В кои-то веки что-то задело Тони по-настоящему; и я в кои-то веки был вовсе не расположен его успокаивать. Мне вспомнилось, что он говорил про Марион и про наши цветы в саду.
— Я не знаю. Раньше я думал, что знаю. Но мне по-прежнему все это нравится: читать, ходить в театр, в музеи… смотреть на картины…
— На мертвые картины, написанные мертвецами.

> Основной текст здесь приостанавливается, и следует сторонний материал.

PR #1039, opened 2026-07-23
feat: #1038 1038-issue-1038

### LINKED ISSUE #1038: cockpit gates: read-only gate-status query (MCP tool + route) + stable sweep generation derivation so gateIds coalesce across restarts
Part of the **Cockpit Remote Gates** epic (generacy-ai/generacy-cloud#850) — dogfood follow-up filed from the `--gates=ui` run tracked in generacy-ai/agency#450. Design + wire contracts: [docs/cockpit-remote-gates-plan.md](https://github.com/generacy-ai/tetrad-development/blob/develop/docs/cockpit-remote-gates-plan.md).

Dependency of the agency sweep fix (see the linked agency issue): the `--gates=ui` startup sweep re-drafts and re-opens gates that are already pending because there is no cheap way to ask *"is a gate already open for this issue + type?"* before doing the drafting work, and because sweep-derived `gateId`s don't match live-derived ones.

## Problem 1 — no gate-status query

`cockpit_gate_open` can't serve as an existence check:

- Its input requires the fully-drafted `title`/`body`/`options` (`GateOpenInputSchema`, `packages/generacy/src/cli/commands/cockpit/mcp/gates/schemas.ts:84-107`) — i.e. you must already have run the drafting subagent.
- Its output is `{ gateId, status }` where `status` is only `retained` (relay down) or `open` (emitted), derived from the relay envelope, **not** from cloud gate state (`.../mcp/tools/cockpit_gate_open.ts:107-114`). There is no `answered`/`already-exists` signal.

— Старые картины, да. Мне все это нравится. Я просто не знаю, есть ли какая-то связь между ними и мной… когда-то мы убеждали себя, что связь есть. Но теперь я не знаю.
— Только, пожалуйста, не начинай про Вагнера и нацистов, я тебя умоляю.
— Ладно. Но разве все это не похоже на религиозное заблуждение? Лишь потому, что искусство многого требует для себя, это еще не значит, что его требования правомерны.
— Ннннет, — сказал Тони так, словно обращался к ребенку.
— И я, честно сказать, не думаю, что наши эксперименты, как мы их называли, говорили о чем-то таком…
— Ннннет.
— Так что единственный способ выяснить, акварельная это дрочиловка — по твоему меткому выражению — или нет, это заглянуть в себя.
— Ддда.
— Наверное, как только мы занялись поисками ответа, моя убежденность постепенно стала сходить на нет. — Я взглянул на Тони, думая, что он будет злиться; но он только болезненно хмурился. — Я хочу сказать, я вовсе не отрицаю, что все это… — я снова нервно взглянул на него, — …забавно, и знаешь, трогательно, и все такое. И еще интересно. Но если говорить о том, как оно реально воздействует… что тут можно сказать? Что ты можешь сказать в пользу Национальной галереи?
— Все дерьмо, я согласен.
— Нет… для согласия должны быть причины. Заставь ее всю исключительно тем, что тебе нравится, — тем, ради чего ты готов положить если не свою жизнь, то жизни других людей… и все равно, что ты получишь в итоге? Что ты сможешь сказать в ее пользу, кроме того, что уж лучше смотреть на картины, чем шататься по улицам, и что уровень преступности в галерее — я имею в виду изнасилования, кражи и вооруженные ограбления — значительно ниже, чем в общем по городу?
— А ты не впадаешь ли в буквализм? Мне все это напоминает подход советских деятелей от искусства: всякое произведение должно приносить пользу, причем немедленно.
— Нет. Это тоже полная ерунда.
— Тогда что изменилось? Искусство уж точно не изменилось, друг мой. Можешь мне поверить. По мне, так все стало продажно.
— Дурацкое замечание.
— Ладно, а что стало с тобой? Я хочу сказать, даже когда ты жил в Париже…
— Это было десять лет назад. Всю мою взрослую жизнь назад.
— Ага, новое определение «взрослой» жизни: время, когда человек продается.
— Я тебе говорил… на прошлой неделе у нас в саду… что я просто не вижу, как оно изменяет мир. Конечно, для нас это большая радость, что был Ренессанс и все такое; но речь идет не об изменении мира, а просто об эго, правильно?
Тони перестал хмуриться и вновь перешел на свой обычный дидактический тон:
— Ты же не думаешь, что воздействие искусства должно быть всеобщим?
— Я считаю, что оно может быть таковым; но все это только теория. Как мне кажется, все зависит от веры… а я свою веру утратил.
— Очередная победа сокрушительной силы буржуазии, — печально констатировал Тони, обращаясь скорее к себе. — Путешествуешь со своими pantoufles[141]да?
— Нет.
— Жена, ребенок, работа в солидной фирме, страховка за дом, цветочный сад. — Слово «цветочный» он презрительно процедил сквозь зубы. — Меня не обманешь.